## [Aim of the exercise]
Return all lines of the records that contain the word "This".

------

Issue #2640, opened 2021-03-05
BP-43: Gradle migration


pkumar-singh:
**BP**

This is the master ticket for tracking BP-43 :
This BP intends to migrate existing maven based build and release pipeline to gradle based on. 

Proposal PR - https://github.com/apache/bookkeeper/pull/2639

pkumar-singh:
Addressed all the comments.

PR #2666, opened 2021-03-30
ISSUE-2640: BP-43: Build distributions with gradle

sursingh:
### Motivation

Migrate bookkeeper to gradle.

### Changes

added gradle build support for building distribution packages
  * bookkeeper-dist-bkctl
  * bookkeeper-dist-server
  * bookkeeper-dist-all
  * bookkeeper-dist-src
  
 Also added build files for needed dependencies

Master Issue: #2640

#### Building:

------

## [Result]
This is the master ticket for tracking BP-43 :
This BP intends to migrate existing maven based build and release pipeline to gradle based on. 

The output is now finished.